#### [What is required]
Transcribe the records word for word, beginning with the first line and ending with the line that contains "- Uses unique"; include nothing else.

#### [Data provided]
........

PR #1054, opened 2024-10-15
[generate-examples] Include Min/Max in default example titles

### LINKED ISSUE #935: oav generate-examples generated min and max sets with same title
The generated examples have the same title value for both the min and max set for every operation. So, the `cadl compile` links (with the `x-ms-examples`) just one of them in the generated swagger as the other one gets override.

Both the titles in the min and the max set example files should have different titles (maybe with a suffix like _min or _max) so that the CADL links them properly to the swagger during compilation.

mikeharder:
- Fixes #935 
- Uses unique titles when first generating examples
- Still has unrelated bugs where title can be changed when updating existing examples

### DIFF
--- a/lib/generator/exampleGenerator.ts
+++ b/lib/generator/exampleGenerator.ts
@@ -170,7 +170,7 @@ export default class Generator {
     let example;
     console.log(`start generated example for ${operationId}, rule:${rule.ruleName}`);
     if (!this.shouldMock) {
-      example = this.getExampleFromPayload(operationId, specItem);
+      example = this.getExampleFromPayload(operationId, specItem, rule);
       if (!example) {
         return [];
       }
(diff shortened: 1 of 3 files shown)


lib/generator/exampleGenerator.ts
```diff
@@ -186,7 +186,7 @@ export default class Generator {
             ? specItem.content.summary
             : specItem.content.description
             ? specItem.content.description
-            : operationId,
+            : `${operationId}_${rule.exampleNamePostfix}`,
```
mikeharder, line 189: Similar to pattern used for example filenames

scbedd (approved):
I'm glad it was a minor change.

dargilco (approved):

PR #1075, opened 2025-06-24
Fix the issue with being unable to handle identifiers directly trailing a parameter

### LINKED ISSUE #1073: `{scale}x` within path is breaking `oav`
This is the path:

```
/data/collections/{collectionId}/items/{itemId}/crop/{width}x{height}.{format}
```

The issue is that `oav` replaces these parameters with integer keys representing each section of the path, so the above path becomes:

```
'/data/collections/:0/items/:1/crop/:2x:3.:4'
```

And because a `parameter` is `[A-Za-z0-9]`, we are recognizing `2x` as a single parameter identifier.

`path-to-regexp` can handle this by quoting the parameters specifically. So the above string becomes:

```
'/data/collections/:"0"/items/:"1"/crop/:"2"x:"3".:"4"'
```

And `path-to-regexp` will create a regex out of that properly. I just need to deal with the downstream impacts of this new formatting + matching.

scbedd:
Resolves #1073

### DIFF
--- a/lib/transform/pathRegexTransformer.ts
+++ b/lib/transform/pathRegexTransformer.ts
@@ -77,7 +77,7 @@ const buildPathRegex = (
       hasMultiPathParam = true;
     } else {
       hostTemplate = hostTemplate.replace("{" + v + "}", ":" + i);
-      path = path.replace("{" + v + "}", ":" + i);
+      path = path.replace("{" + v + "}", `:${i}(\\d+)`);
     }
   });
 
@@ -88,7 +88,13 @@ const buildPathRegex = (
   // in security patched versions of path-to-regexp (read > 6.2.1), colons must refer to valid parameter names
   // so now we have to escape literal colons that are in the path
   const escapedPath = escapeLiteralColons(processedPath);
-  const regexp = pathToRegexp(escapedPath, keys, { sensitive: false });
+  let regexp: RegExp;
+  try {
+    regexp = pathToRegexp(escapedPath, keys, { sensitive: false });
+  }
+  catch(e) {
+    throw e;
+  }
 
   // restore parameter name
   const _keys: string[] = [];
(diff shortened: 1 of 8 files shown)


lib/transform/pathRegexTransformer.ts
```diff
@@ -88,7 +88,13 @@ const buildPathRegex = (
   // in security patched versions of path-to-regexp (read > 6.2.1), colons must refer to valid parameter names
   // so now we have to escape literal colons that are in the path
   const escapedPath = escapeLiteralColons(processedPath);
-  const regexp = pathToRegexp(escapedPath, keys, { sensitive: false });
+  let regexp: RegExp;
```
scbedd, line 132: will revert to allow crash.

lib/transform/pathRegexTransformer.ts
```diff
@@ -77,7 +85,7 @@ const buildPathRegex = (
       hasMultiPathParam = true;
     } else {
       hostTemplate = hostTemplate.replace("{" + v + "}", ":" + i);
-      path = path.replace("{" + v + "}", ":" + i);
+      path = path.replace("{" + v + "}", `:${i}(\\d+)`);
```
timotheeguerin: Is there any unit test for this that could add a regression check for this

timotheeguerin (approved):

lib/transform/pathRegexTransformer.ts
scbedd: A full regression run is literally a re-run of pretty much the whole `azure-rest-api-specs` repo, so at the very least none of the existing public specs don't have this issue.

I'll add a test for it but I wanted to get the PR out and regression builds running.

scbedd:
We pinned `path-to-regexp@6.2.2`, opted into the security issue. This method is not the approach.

........

#### [Completed task]
PR #1054, opened 2024-10-15
[generate-examples] Include Min/Max in default example titles

### LINKED ISSUE #935: oav generate-examples generated min and max sets with same title
The generated examples have the same title value for both the min and max set for every operation. So, the `cadl compile` links (with the `x-ms-examples`) just one of them in the generated swagger as the other one gets override.

Both the titles in the min and the max set example files should have different titles (maybe with a suffix like _min or _max) so that the CADL links them properly to the swagger during compilation.

mikeharder:
- Fixes #935 
- Uses unique titles when first generating examples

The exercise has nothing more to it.